In my eyes, JWTs with unknown key ids is a trivial denial-of-service vector, so I've implemented a trivial rate limiter. Basically all our kubernetes JVMs could be asking the same authorization server for JWKs, which is not good - probably it will itself start dropping requests or take a long time to respond. So also we just do one request at a time per JVM; however all request with unknown key ids have to be kept waiting (in-flight), which is also negative. So the rate-limiter will result in some legal requests being dropped, if someone is making a lot of fake requests while we rotate the keys, which is acceptable for us.

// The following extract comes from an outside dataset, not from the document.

PR #568, opened 2023-01-09
[BUGS-5735] Include schema.xml in release distribution

jspellman814:


jazzsequence (approved):
LGTM, any idea why the Behat tests are failing at a password prompt? Would using GH Actions be any improvement?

@skjolber I know it has been a while, but I am still interested in this, it was just a lower priority than the JWE stuff we released recently.
That said, the newest parser implementation uses more efficient I/O (streams, buffers, etc) and @bdemers noticed a decent improvement in performance, sometimes more than 15-20% if I remember correctly.
Any interest in trying the benchmark again on the latest release?
@lhazlewood Sure, however are you committed to actually taking in potentially painful changes for performance improvements? My (very simple) previous PR has been pending for years, indicating that your are not.
@skjolber that's a fair critique and concern, and I appreciate what you're saying.
However, that PR still remains open because it's not clear what the JDK 8 changes to the JJWT APIs for 1.0 will look like and I was going to evaluate it in the context of those changes. In other words, my https://github.com/jwtk/jjwt/pull/651#issuecomment-789249066 still applies.
That said, I was more curious about what the 0.12.0 performance enhancements look like in the benchmark suite, as well as how the JWT header caching might still benefit, so I'll try to run it locally first before bothering you any further. I definitely don't want to distract you until we're actively ready to prioritize this relative to the other 1.0 work.
Thanks for checking in!
@lhazlewood so have you considered adding a benchmarking (JMH) module to the project itself? My impression is that this library supports more features than the other libs I have seen (i.e. the ones used in java-jwt-benchmark) and so a wider (handful?) selection of performance tests could be useful.